Epstein’s long-time business thesis is that the rich know very little
about money. They may know about their own businesses, but the great
sums that are the result are an ultimate after thought and demand an entirely
different sort of intellectual discipline. The Forbes 400, says Epstein, not
immune to an amount of wonder, increased their wealth by $500 billion last
year, meaning, in effect, that on average every Forbes-list billionaire makes
more than another billion every year.
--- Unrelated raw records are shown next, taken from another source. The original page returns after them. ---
PR #4401, opened 2020-06-08
Adds Investment Module tests

Moejoe90:


packages/web/app/modules/investment-flow/sagas.ts
```diff
@@ -67,12 +67,12 @@ function* processCurrencyValue(
...
   yield put(actions.investmentFlow.setIsInputValidated(false));
-  yield computeAndSetCurrencies(value, curr);
+  yield call(computeAndSetCurrencies, value, curr);
   // dispatch in order to debounce, instead of calling directly
   yield put(actions.investmentFlow.validateInputs());
 }
 
-function* computeAndSetCurrencies(value: string, currency: ECurrency): any {
+export function* computeAndSetCurrencies(value: string, currency: ECurrency): any {
   const state: TAppGlobalState = yield select();
```
AlexeyTuboltsev, line 76: maybe use the opportunity to clean this up? 
`const type = selectInvestmentType(s);` -> `const type = yield* select(selectInvestmentType);` etc
if you have time

packages/web/app/modules/investment-flow/sagas.spec.ts
```diff
@@ -0,0 +1,301 @@
...
+            wallets: [],
+          },
+        })
+        .provide([[matchers.call.fn(computeAndSetCurrencies), undefined]])
+        .not.call(computeAndSetCurrencies)
+        .run();
+    });
+  });
+
+  describe("recalculateCurrencies", async function(): Promise<void> {
```
AlexeyTuboltsev, line 71: typo. should be `computeAndSetCurrencies`

packages/web/app/modules/investment-flow/sagas.spec.ts
```diff
@@ -0,0 +1,301 @@
...
+            euroValueUlps: "",
+            investmentType: EInvestmentType.NEur,
+            isValidatedInput: false,
+            wallets: [],
+          },
+        })
+        .provide([[matchers.call.fn(computeAndSetCurrencies), undefined]])
+        .not.call(computeAndSetCurrencies)
+        .run();
+    });
```
AlexeyTuboltsev, line 68: if `type === undefined` (line 406) check is to prevent some bugs and not only to silence the TS, I'd add a test for it.

packages/web/app/modules/investment-flow/sagas.spec.ts
```diff
@@ -0,0 +1,301 @@
...
+          {
+            investmentFlow: {
+              ethValueUlps: "99",
+              etoId: "0x2754523CE7C78FeD60F742b0Bc8A8F9fa323bB4C",
+              euroValueUlps: "",
+              investmentType: EInvestmentType.Eth,
+              isValidatedInput: false,
+              wallets: [],
+            },
+            tokenPrice: { tokenPriceData: { etherPriceEur: "0", neuPriceEur: "0" } as any } as any,
```
AlexeyTuboltsev, line 88: so many any :))
the last one should be enough. 

especially lines 221-223 are an any orgy  :D
Not blocking though

packages/web/app/modules/investment-flow/sagas.spec.ts
```diff
@@ -0,0 +1,301 @@
...
+          },
+        )
+        .not.put(actions.investmentFlow.setIsInputValidated(false))
+        .run();
+    });
+    it("should set values as empty when value is not given", async () => {
```
AlexeyTuboltsev, line 173: something's wrong with the description

packages/web/app/modules/investment-flow/sagas.spec.ts
```diff
@@ -0,0 +1,301 @@
...
+          },
+        )
+        .call(
+          computeAndSetCurrencies,
+          new BigNumber("100000000000").minus("600000").toString(),
+          ECurrency.ETH,
+        )
+        .put(actions.investmentFlow.validateInputs())
+        .run();
+    });
```
AlexeyTuboltsev, line 299: I'd add tests for ICBM stuff too. I know the flow is essentially the same as what's already covered and it would be a simple copy-paste, but it would help people not forget about those options in case of refactoring. 
When I was doing the investment flow refactoring (the PR that was dropped),  I was really struggling with so many different variants of everything that have to be taken into account. Tests that at least give an idea what those options are would have come very handy then.

packages/web/app/modules/investment-flow/sagas.spec.ts
```diff
@@ -0,0 +1,301 @@
...
+            } as any,
+            gas: { gasPrice: { standard: "1" } as any } as any,
+            txSender: { txDetails: { gasPrice: "1", gas: "1" } as any } as any,
+          },
+        )
+        .call(computeAndSetCurrencies, "2", ECurrency.ETH)
+        .put(actions.investmentFlow.validateInputs())
+        .run();
+    });
+    it("should invest entire balance for Ether with gas", async () => {
```
AlexeyTuboltsev, line 261: maybe use this place to add a comment to explain what does it mean? Why do we check for balanceWithoutGas etc. (it's about the gas stipend, right?)

packages/web/app/modules/investment-flow/sagas.spec.ts
Moejoe90: its a test, I don't want to add the full state if its not gonna be used

packages/web/app/modules/investment-flow/sagas.ts
Moejoe90: I purposly didn't want to touch any code in this PR

packages/web/app/modules/investment-flow/sagas.spec.ts
Moejoe90: good catch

And, points out the 62-year-old
Epstein, they will almost all be dead in 40 years, most well before that,
meaning $4.2 trillion, compounding everyday, will have to be given away.
“So, to understand the future, what you have to begin to do is follow the
money, not in Watergate-like terms backwards, as in who has gotten it, but
forwards to where it will go and who will get it.”
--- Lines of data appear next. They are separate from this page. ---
PR #4415, opened 2020-06-10
At/#4387 signer modal fix

AlexeyTuboltsev:


andywalton:
Hi @glupiawymowka - when you test this PR, Lexey and myself had a Slack conversation regarding the short sentence below the Modal title, this sentence should read:

By default (MetaMask, Ledger Nano):
`Please sign on <wallet_name> to confirm this action.`

WalletConnect:
`Please sign on <wallet_name> to confirm this action.` as per the default but sometimes the wallet details might be unknown, ie. we don't know the wallet name or have it's wallet icon. If this is the situation, the text will read:

`Please sign on your WalletConnect connected wallet to confirm this action.`

For the Neufund Mobile App:
`Please sign on the Neufund Mobile App to confirm this action.`

Please ask myself or @AlexeyTuboltsev regarding this.

packages/web/app/components/shared/WarningAlert.module.scss
```diff
@@ -8,7 +8,7 @@
 
   .icon {
     @include rect(20px);
-
+    align-self: baseline;
```
Moejoe90, line 11: we need to ve carful here this is general component this might break the view where the component is used in pther places

packages/web/app/components/modals/wallet-access/AccessWalletModal.module.scss
```diff
@@ -1,15 +1,83 @@
-.info {
-  color: $gray6;
+$modal-border-radius: 4px;
+
+.main {
+  max-width: px-to-rem(650) !important; // sass-lint:disable-line no-important //reactstrap!!!
```
Moejoe90, line 4: lets make clear comments reactstrap looks more like a rant than a comment to me

AlexeyTuboltsev: done

packages/web/app/components/shared/WarningAlert.module.scss
AlexeyTuboltsev: this is how it should look, so in fact  this fixes a previous bug

Moejoe90: The main point is that it works in all the previous instances where this was used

Epstein can find himself echoing aspects of Thomas Piketty on the
inequities of the accumulation of wealth (“the divide is between people with
assets, which appreciate, and people without assets, who fail to
advance—that 1s, of course, the miracle of compounded interest’’), except for
the fact that Epstein, knowing the rich, understands a curious point that
Piketty doesn’t: “Nobody, nobody, wants to give it all to their children.
Everybody now has the modern appreciation that one of the curses of great
wealth is that it can make your kids weird and fucked up.”
Epstein’s position in this private allotment of a decent fraction of the
U.S. Gross Domestic Product is not as philanthropist but as a higher sort of
banker or guru or brain—a rich whisperer—making him, in addition to rich
himself, arguably, among the most influential people you’ve never heard of.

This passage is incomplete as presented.